DIRECTIONS FOR THIS TASK:
Lines that contain the string "deps" are the ones to list; copy all of them from the records.
######
PR #2390, opened 2025-07-07
Fix `nodeChildrenRecursiveAlloc` and `nodeChildrenAlloc`

KurtWagner:
zls is amazing, thanks for developing it. I noticed this while developing zlinter which uses zls for a bunch of code analysis

- Since 0.15 index is an enum (so .root == 0 or `@enumFromInt(0)`).
- Both methods were also using unmanaged structures so should be passing the allocator to deinit and toOwned slice
- Added a basic test for both that replicated problem being fixed

### DIFF
--- a/src/ast.zig
+++ b/src/ast.zig
@@ -1520,15 +1520,38 @@ pub fn nodeChildrenAlloc(allocator: std.mem.Allocator, tree: Ast, node: Ast.Node
         children: *std.ArrayListUnmanaged(Ast.Node.Index),
         fn callback(self: @This(), ast: Ast, child_node: Ast.Node.Index) error{OutOfMemory}!void {
             _ = ast;
-            if (child_node == 0) return;
+            if (child_node == .root) return;
             try self.children.append(self.allocator, child_node);
         }
     };
 
     var children: std.ArrayListUnmanaged(Ast.Node.Index) = .empty;
-    errdefer children.deinit();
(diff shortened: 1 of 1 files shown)


src/ast.zig
```diff
@@ -1520,15 +1520,38 @@ pub fn nodeChildrenAlloc(allocator: std.mem.Allocator, tree: Ast, node: Ast.Node
         children: *std.ArrayListUnmanaged(Ast.Node.Index),
         fn callback(self: @This(), ast: Ast, child_node: Ast.Node.Index) error{OutOfMemory}!void {
             _ = ast;
-            if (child_node == 0) return;
+            if (child_node == .root) return;
```
Techatrix, line 1523: The old meaning of `0` isn't always the same as `.root`. Previously, `0` could mean either `.root` or a "null" node. These two possibilities are now differentiated between through the type system with `Ast.Node.OptionalIndex`. It is impossible that the child node is `.root` so this check is no longer necessary:

```suggestion
```

src/ast.zig
```diff
@@ -1540,17 +1563,42 @@ pub fn nodeChildrenRecursiveAlloc(allocator: std.mem.Allocator, tree: Ast, node:
...
```
Techatrix, line 1566:
```suggestion
```

Techatrix (changes requested):

Issue #2100, opened 2024-11-30
make organize imports more flexible about import placement


Techatrix:
The current implementation of `source.organizeImports` (#2051) always places the imports at the top of the file. Sometimes you find code that has all imports at the bottom of the file or some imports between code. It would be nice if ZLS could this.

I propose either of these two solutions:
- add a special case where ZLS will place all imports at the bottom of the file (**no config option**)
- never move imports to a different location, only sort imports that are next to each other i.e. not separated by an empty line

Srekel:
+1 to keeping imports together.

Here is an example where it's moved lines from the second "paragraph" of consts into the first paragraph of imports. I like to group imports by having a space inbetween.

![image](https://github.com/user-attachments/assets/2e101e3d-181a-4a71-8b4d-612e643dd667)

nihklas:
Why not making it configurable? 
I think it would help enforce code style beyond what `zig fmt` does. I don't know how common it is to have imports both at the top and the bottom in the same codebase.

PR #2391, opened 2025-07-07
add support for organizing imports at the bottom of file

tristanpemble:
this adds an `import_organization` config that allows `auto`, `top`, and `bottom`. it defaults to `auto`.

in auto mode, if the last decl of the file is an import, it uses `bottom`, otherwise it uses `top`.

I struggled with whitespace/newlines, as you can see in the test cases. I'm putting the PR up in the hope that either this is acceptable, since `zig fmt` will remove the duplicate newlines, or that if it is not acceptable, someone can assist me in fixing it.


tristanpemble:
in testing this in my own codebase I am running into some edge cases, so I want to iron those out.

tristanpemble:
this is now ready for review.

src/features/code_actions.zig
```diff
@@ -587,6 +589,52 @@ fn handleVariableNeverMutated(builder: *Builder, loc: offsets.Loc) !void {
...
+    // non-import declarations between them.
+    //
+    // If there aren't, the file is only imports, so we can choose "top" to avoid unnecessary newlines.
+    // If there are; there being an import at the bottom is a strong signal that that is what they want.
+    if (!has_gaps) {
+        return .top;
+    } else {
+        return .bottom;
+    }
+}
```
Techatrix, line 636: This function is more complicated than it needs to be:

- `imports` are already sorted.
- The usage `@intFromEnum` is unnecessary because you are comparing `Ast.Node.Index` which already works with `==` and `!=`.

```suggestion
fn analyzeImportPlacement(tree: Ast, imports: []const ImportDecl) ImportPlacement {
    const root_decls = tree.rootDecls();

    if (root_decls.len == 0 or imports.len == 0) return .top;

    const first_import = imports[0];
    const last_import = imports[imports.len - 1];

    const first_decl = root_decls[0];
    const last_decl = root_decls[root_decls.len - 1];

    const starts_with_import = first_decl == first_import.var_decl;
    const ends_with_import = last_decl == last_import.var_decl;

    if (starts_with_import and ends_with_import) {
        // In the ambiguous case, there is an import at both the top and bottom. The deciding factor is 
        // if there are other non-import declarations between them.
        //
        // If there aren't, the file is only imports, so we can choose "top" to avoid unnecessary newlines.
        // If there are; there being an import at the bottom is a strong signal that that is what they want.
        const has_gaps = root_decls.len != imports.len;
        return if (has_gaps) .bottom else .top;
    }
    return if (!starts_with_import and ends_with_import) .bottom else .top;
}
```

Techatrix (changes requested):
As mentioned in #2100, this feature should not have a config option. Remove it.

> I struggled with whitespace/newlines, as you can see in the test cases. I'm putting the PR up in the hope that either this is acceptable, since `zig fmt` will remove the duplicate newlines, or that if it is not acceptable, someone can assist me in fixing it.

Relying on `zig fmt` is acceptable. This could always be improved in the future.

tristanpemble:
Thank you for the feedback. I've removed the config option, and simplified `analyzeImportPlacement` as you've suggested.

The key was that I somehow completely missed the [sort call directly above](https://github.com/zigtools/zls/blob/af2acc31059f0ba2b1c81fc71a7e5569ef5500dd/src/features/code_actions.zig#L655) 🤦 . These checks needed to on the original index, not post-sort.

Anyways, thanks to your input, it's much cleaner now.

Techatrix (approved):

PR #2412, opened 2025-07-19
start reference search in the current file rather than the decl file

xdBronch:
in practice this means that documentHighlight will properly work for things declared in other files :tada:. before we were searching the file where the symbol was declared and then just [throwing it all away](https://github.com/zigtools/zls/blob/45b855f7ec3dccea3c9a95df0b68e27dab842ae4/src/features/references.zig#L735), incredible!
it appears we've been doing this for... [literally ever](https://github.com/zigtools/zls/commit/8bc608764602d4f9591a827c349b447233d16f88)


xdBronch:
unsure what to do about the windows failure, trying to run it locally with wine im getting panics in the build system and `error.Unexpected`s...

PR #2413, opened 2025-07-19
update zig

antlilja:
Depends on https://github.com/zigtools/lsp-kit/pull/23

### DIFF
--- a/build.zig.zon
+++ b/build.zig.zon
@@ -21,8 +21,8 @@
             .hash = "diffz-0.0.1-G2tlIQrOAQCfH15jdyaLyrMgV8eGPouFhkCeYFTmJaLk",
         },
         .lsp_kit = .{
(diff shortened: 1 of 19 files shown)


techatrix:
There are some issues with this PR that would need to be addressed to be merged:

- do not let `error.WriteFailed` traverse through the entire program. The error should be catched wherever the underlying writer has been created. 
- Do not use `adaptToNewApi` when you can use the new API directly
- semantic tokens for the new asm clobbers are missing
- Calling `tree.extraData(extra_index, Node.Asm)` on a `.asm_legacy` node is incorrect ([here](https://github.com/zigtools/zls/blob/44f342988b65615a2e0451056756e5226e66f44f/src/ast.zig#L693C27-L693C64))
- `tree.asmLegacy(node)` should be `ast.asmLegacy(tree, node)` ([here](https://github.com/zigtools/zls/blob/44f342988b65615a2e0451056756e5226e66f44f/src/ast.zig#L1475))

I can save you the effort of addressing these issues as I had already made these changes locally. See  #2415

PR #2417, opened 2025-07-20
Iterate child `fn_proto_*` under `fn_decl`

KurtWagner:
`fn_decl` contains a `fn_proto_*` so should be iterated above the proto when walking children, as they're not quite the same thing.

It's possible that this is working as intended in the context of ZLS.

I noticed this when comparing total nodes to nodes walked using the iterate method.

### DIFF
--- a/src/ast.zig
+++ b/src/ast.zig
@@ -1126,6 +1126,44 @@ pub fn iterateChildren(
     }
 }
 
+test "iterateChildren - fn_proto_* inside of fn_proto" {
+    const allocator = std.testing.allocator;
+
+    var tree = try std.zig.Ast.parse(
+        allocator,
+        \\pub fn nextAge(age: u32) u32 {
+        \\  return age + 1;
+        \\}
+    ,
+        .zig,
+    );
+    defer tree.deinit(allocator);
+
+    var children_tags = std.ArrayList(Ast.Node.Tag).init(allocator);
+    defer children_tags.deinit();
+
+    const Context = struct {
+        accumulator: *std.ArrayList(Ast.Node.Tag),
+        fn callback(self: @This(), ast: Ast, child_node: Ast.Node.Index) !void {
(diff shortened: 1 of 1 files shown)


Techatrix (changes requested):
The current approach does work correctly in ZLS. The idea is to make it easier to switch on the `.fn_decl` and `.fn_proto*` tags together, use `tree.fullFnProto` to get the function prototype and then handle the function body separately. However this behaviour is non obvious so I can understand changing this to handle `.fn_decl` separately.

There are two locations where we depend on the previous behaviour which needs to be adjusted:

DocumentScope.zig:
- https://github.com/zigtools/zls/blob/957eb87c355cf1917be23a709eeedee301d78d97/src/DocumentScope.zig#L629-L630
- https://github.com/zigtools/zls/blob/957eb87c355cf1917be23a709eeedee301d78d97/src/DocumentScope.zig#L956-L959

semantic_tokens.zig:
- https://github.com/zigtools/zls/blob/957eb87c355cf1917be23a709eeedee301d78d97/src/features/semantic_tokens.zig#L390
- https://github.com/zigtools/zls/blob/957eb87c355cf1917be23a709eeedee301d78d97/src/features/semantic_tokens.zig#L461-L463

KurtWagner:
Thanks for pointing these out. For document scope, are we 

1. wanting to keep the same scope output (i.e., `function` scope is `fn_decl` or `fn_proto_*`), thus the change is more about being consistent in how ZLS walks the tree by first looking at `fn_decl`; or are we

2. wanting a new scope that encapsulates a `fn_proto` and `fn_decl` separately (e.g., a `fn_decl` would scope like `function -> function_proto -> block` and `fn_proto` would scope as `function_proto`)

I'm not sure (2) adds a lot of value in this context so would lean towards the former as lets friction but maybe I'm missing something?

PR #2438, opened 2025-08-07
Use ArrayListUnmanaged instead of BoundedArray

Joey152:
Fix the removal of BoundedArray that happened in zig master here: https://github.com/ziglang/zig/commit/196e36bbb27b0f0ebd7cd7a866b85f477b3662fb#diff-cbd8cbbc17583cb9ea5cc0f711ce0ad447b446e62ea5ddbe29274696dce89e4f

### DIFF
--- a/build.zig
+++ b/build.zig
@@ -6,7 +6,7 @@ const builtin = @import("builtin");
 const zls_version: std.SemanticVersion = .{ .major = 0, .minor = 15, .patch = 0, .pre = "dev" };
 
 /// Specify the minimum Zig version that is required to compile and test ZLS:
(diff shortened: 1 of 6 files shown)


mochalins (changes requested):

mochalins:
@Joey152 This must also update the `build.zig` accordingly; namely, the `minimum_build_zig_version` (along with the PR name that caused the breaking change).

The same change should be reflected in `build.zig.zon` as well.

leecannon:
Thanks for the PR @Joey152 

I have applied @mochalins suggestions and fixed up a test that was missed.

leecannon (approved):

PR #2457, opened 2025-08-22
Use silversquirl/zig-flake

silversquirl:
Shameless plug ofc, but my flake has a number of advantages over zig-overlay :)

- very frequent updates - each zig version should be available in the flake within half an hour of being published to ziglang.org
- fetches from community mirrors - this increases availability when ziglang.org has downtime, and also avoids DoSing ZSF
- includes a setup hook and a `makePackage` helper to make packaging extremely easy
- includes a dependency fetcher that doesn't need a `deps.nix` (just update a single `depsHash` instead)
- zero dependencies (no pointless `flake-utils` ^^')
- actively maintained - zig-overlay has open PRs that haven't even been given feedback in over a year


silversquirl:
also, a note on versioning: it would be very nice if zls chose a specific nightly version to use (eg. `zig_0_16_0_dev_9`) rather than simply following the `nightly` alias. this means other flakes that depend on zls can have it follow their copy of `zig-flake`, and still run `nix flake update` without any fear of zls breaking due to the new version.

This would be much appreciated even if you choose to reject this PR and stick with zig-overlay! ^-^

techatrix:
Took me some time but I managed to convince myself to agree with switching to silversquirl/zig-flake.

> * fetches from community mirrors - this increases availability when ziglang.org has downtime, and also avoids DoSing ZSF

Some time after this PR has been opened, zig-overlay did start [fetching from community mirrors](https://github.com/mitchellh/zig-overlay/pull/79/files) but they used `fetchurl` with multiple urls which are [fetched in order](https://github.com/NixOS/nixpkgs/blob/11829932852b028b2ef13120aadc0f3a8379ba49/doc/build-helpers/fetchers.chapter.md?plain=1#L197) so it just always tries `https://pkg.machengine.org/zig`. Your flake appears to fetch from mirrors at random which is nice. I do have a possible issue about how to deal with [community-mirrors.txt](https://ziglang.org/download/community-mirrors.txt) which can be found in https://github.com/silversquirl/zig-flake/issues/2. Would be nice to get that resolved before switching.

> * includes a setup hook and a `makePackage` helper to make packaging extremely easy
> 
> * includes a dependency fetcher that doesn't need a `deps.nix` (just update a single `depsHash` instead)

That sure looks convenient. But I'd like to minimize the amount of things that have been offloaded to a different flake so packaging ZLS and fetching it's dependencies should remain as is. Just with zig-overlay, a different flake can provide us with Zig but that's it.

I have implemented an updated version of the ZLS flake here:
https://github.com/zigtools/zls/tree/techatrix/nix

I also pinned the Zig version just like you suggested and made some other improvements. Let me know if think that's an acceptable solution or you have further suggestions.

Techatrix:
I switched to `silversquirl/zig-flake` in 75e0b965e4ecbaab08bd72630f7e59ef77654923. As suggested, the exact Zig version has also been pinned in e59e84150d1f28606920e3718e9082b5505a5310.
######
SOLUTION FOR THIS PROBLEM:
- includes a dependency fetcher that doesn't need a `deps.nix` (just update a single `depsHash` instead)
> * includes a dependency fetcher that doesn't need a `deps.nix` (just update a single `depsHash` instead)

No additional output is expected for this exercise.